Your instructions:
Repeat, exactly as written, the line with "It doesn't remove" and every line that follows it in the material below, ending with the last.

Given data:
PR #341, opened 2016-01-20
Adjust required boost versions.

### LINKED ISSUE #323: Investigate Boost 1.60
IPC compatibility, specifically.  See http://www.boost.org/users/history/version_1_60_0.html

https://github.com/boostorg/interprocess/compare/boost-1.59.0...boost-1.60.0

related: https://github.com/OSVR/OSVR-Core/pull/320

rpavlik:
Accept boost 1.60 without error, warn-early on boost <1.54 on Windows,
and in the boost version warning, mention the file that will fail to compile
if you just comment out the version check.

Fixes #323.

It doesn't remove the error message from the C++ file, but it does warn you in the CMake build that if you're just going to comment out the error check, you're going to have to do it twice because it's there for a good reason.

### DIFF
--- a/cmake-local/BoostTargets.cmake
+++ b/cmake-local/BoostTargets.cmake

Expected answer:
It doesn't remove the error message from the C++ file, but it does warn you in the CMake build that if you're just going to comment out the error check, you're going to have to do it twice because it's there for a good reason.

### DIFF
--- a/cmake-local/BoostTargets.cmake
+++ b/cmake-local/BoostTargets.cmake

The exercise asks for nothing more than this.